● **Exercise input**

- Opening Delimiter -

PR #450, opened 2020-08-21
Action text support

helphop:
### Summary

The pull request add support for ActionText and the rich_text_area_tag in a ViewComponents that use it.
 
To Do:

1. Add integration tests
2. Add Unit tests

### Other Information

For this to work in Rails the  default_url_options[:host] must be set.

I put this in my config/environments/development.rb file:
Rails.application.routes.default_url_options[:host] = "localhost"

But it can be set any number of ways.


test/config/database.yml
```diff
@@ -0,0 +1,9 @@
+default: &default
+  adapter: sqlite3
+  pool: <%= ENV.fetch("RAILS_MAX_THREADS") { 5 } %>
+  timeout: 5000
+
+test:
+  <<: *default
+  database: db/test.sqlite3
+
```
jonspalmer, line 9: Do we have to add a db to make the test cases work? We could have a model without it being backed by a db

lib/view_component/base.rb
```diff
@@ -1,5 +1,5 @@
 # frozen_string_literal: true
-
+require "action_text/engine"
```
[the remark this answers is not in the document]
helphop: Originally I added these lines of code to the ViewComponent I was working on in my rails application.  Then I thought it would be helpful if this functionality was available in the ViewComponent gem out of the box so that I would not have to wire things each time I needed this functionality.  As ViewComponent will be added to the next Rails release I also thought this might be something that other users would benefit from.  
That being said I will look into being how this could be added conditionally if ActionText is enabled.  Would that work?

lib/view_component/base.rb
```diff
@@ -22,6 +22,11 @@ class Base < ActionView::Base
     class_attribute :slots
     self.slots = {}
 
+    #required for rich_text_area
+    def main_app
+      Rails.application.class.routes.url_helpers
```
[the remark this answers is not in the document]
helphop: I think you are correct and I will do more research to see how I can remove this dependency if possible.

test/config/database.yml
helphop: The reason for the db was to get the tests to pass. ActionText requires a db.  I agree that we could just provide instructions for each user to add this functionality.  Since Rails 6.1 is supposed to be released incorporating ViewComponents would there be a way to add an installer that would add the required code to the ApplicationComponent should they require ActionText in ViewComponents?

helphop: As per your suggestion I tried out creating an ApplicationComponent as follows:

`require "action_text/engine"
  include ActionText::Engine.helpers

  def main_app
     Rails.application.class.routes.url_helpers
  end
end`

Then my components inherit from this class.  This works.  However, there is still an issue with getting ViewComponents  to work with ActionText outside of Rails. ActionText has a file called tag_helper.rb which references rails:

```
    def rich_text_area_tag(name, value = nil, options = {})
      options = options.symbolize_keys

      options[:input] ||= "trix_input_#{ActionText::TagHelper.id += 1}"
      options[:class] ||= "trix-content"

      options[:data] ||= {}
      options[:data][:direct_upload_url] = main_app.rails_direct_uploads_url
      options[:data][:blob_url_template] = main_app.rails_service_blob_url(":signed_id", ":filename")

      editor_tag = content_tag("trix-editor", "", options)
      input_tag = hidden_field_tag(name, value, id: options[:input])

      input_tag + editor_tag
    end
  end
```

So I don't see how to get ActionText working with ViewComponent without the Rails dependency.

lib/view_component/base.rb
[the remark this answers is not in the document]
helphop: @rmacklin please see my comments in the following thread.  ActionText has a method rich_text_area_tag that relies specifically on Rails.

lib/view_component/base.rb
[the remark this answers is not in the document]
joelhawksley: > I will look into being how this could be added conditionally if ActionText is enabled 

I think that's the right way to go.

> As ViewComponent will be added to the next Rails 

As noted in https://github.com/github/view_component/issues/206, this is no longer on the roadmap. _However_, we do [prioritize drop-in compatibility](https://github.com/github/view_component#design-philosophy) with Rails.

test/config/database.yml
jonspalmer: I'm not disputing that you need Rails to use ViewComponent with or without ActionText. My question is what's the minimum we need with this change to support ActionText and to test it effectively. Maybe it will become more clear once you have fleshed out the test cases.

lib/view_component/base.rb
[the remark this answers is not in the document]
jonspalmer: I wonder if a way to solve the opt in would be for ViewComponent to encapsulate this logic in a Module/Concern that could be included. Either automatically if we can detect ActionText or just allow consumers to include it in their ApplicationComponent.

test/config/database.yml
helphop: @jonspalmer I just added conditionals to check if ActionText is loaded and if it is loaded then load the necessary libraries to support it.

 I don't know if they way I have done this is best practices, I'm just trying to find a solution and will gladly follow any advice.  I understand that the minimal changes to ViewComponent required is the goal.

helphop: I moved the support for action text to a module that checks if action text has been loaded.

helphop:
I'm not sure I can get tests to pass for ActionText in a component according to [https://github.com/rails/rails/issues/35200#issuecomment-476349869](url)

It needs a  Rails app to have it function.

joelhawksley:
@helphop thanks for your continued work on this PR! Would you be willing to resolve the merge conflicts?

helphop:
I've tried to pull and rebase and find the conflicts but I can't seem to find any.

helphop:
I'm looking for some assistance.  Github is complaining about conflicts but I can't find any conflicts in the file listed.  I can't find any conflicts in any of the files in this Pull Request.  

Can anyone point me in the right direction on how to resolve this issue?

helphop:
Github still says there are conflicts but I can't find the conflicts.  Any help appreciated?

joelhawksley:
@helphop you can remove `coverage.txt` entirely. It's no longer needed.

joelhawksley:
@helphop @rmacklin might y'all be able to have another look here when you have some time? ❤️

lib/view_component/action_textable.rb
```diff
@@ -0,0 +1,14 @@
+# frozen_string_literal: true
+
+module ViewComponent
+  module ActionTextable
+    if require("action_text")
```
rmacklin, line 5: This doesn't look like the correct `if` predicate. This is going to unconditionally require `action_text`, which returns `true` if it is the first time it's being required and `false` otherwise. This would have the undesired effect of requiring `action_text` even in apps that don't use (and don't want to load) it.

Instead, I think we'd want to check for a constant that is only defined if the application has loaded `action_test/engine` - maybe `if defined?(ActionText::Engine)` but I haven't tested that myself. (You'd want to test in an app that has ActionText and in one that doesn't, and make sure it behaves correctly.)

helphop:
> @helphop @rmacklin might y'all be able to have another look here when you have some time? ❤️

I did some work on this today.  For some reason now Github says that my commits do not belong to any of the branches.  I have no idea why that would be since I just  pushed my changes to this branch.

helphop:
Thanks @rmacklin. I will review this and run some tests.

On September 21, 2020, Nathan Jones <notifications@github.com> wrote:
> @rmacklin commented on this pull request.
>

> In lib/view_component/action_textable.rb
> <https://github.com/github/view_component/pull/450#discussion_r492236962>:
>

> @@ -0,0 +1,14 @@ +# frozen_string_literal: true + +module
ViewComponent + module ActionTextable + if require("action_text")
> This doesn't look like the correct if predicate. This is going to
> unconditionally require action_text, which returns true if it is the

> first time it's being required and false otherwise. This would have
> the undesired effect of requiring action_text even in apps that don't

> use (and don't want to load) it.
>
> Instead, I think we'd want to check for a constant that is only
> defined if the application has loaded action_test/engine - maybe if
> defined?(ActionText::Engine) but I haven't tested that myself. (You'd

> want to test in an app that has ActionText and in one that doesn't,
> and make sure it behaves correctly.)
>

—
You are receiving this because you were mentioned.
Reply to this email directly, view it on GitHub
<https://github.com/github/view_component/pull/450#pullrequestreview-
492842625>, or unsubscribe
<https://github.com/notifications/unsubscribe-
auth/AAFY245BW3RF6U6RVMIKHSTSG6GB5ANCNFSM4QHWYLZA>.

joelhawksley:
> @helphop @rmacklin might y'all be able to have another look here when you have some time? 

Whoops! I meant to ping @jonspalmer, not @helphop  there! My apologies ❤️

helphop:
As per @rmacklin suggestion I changed the check for ActionText to check if the ActionText const is defined as well as the ActionText::Engine is defined.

- Closing Delimiter -

● **Task details**
Looking at the records above, say how many lines hold the string "enabled". Write nothing but the number.

● **Task solution**
2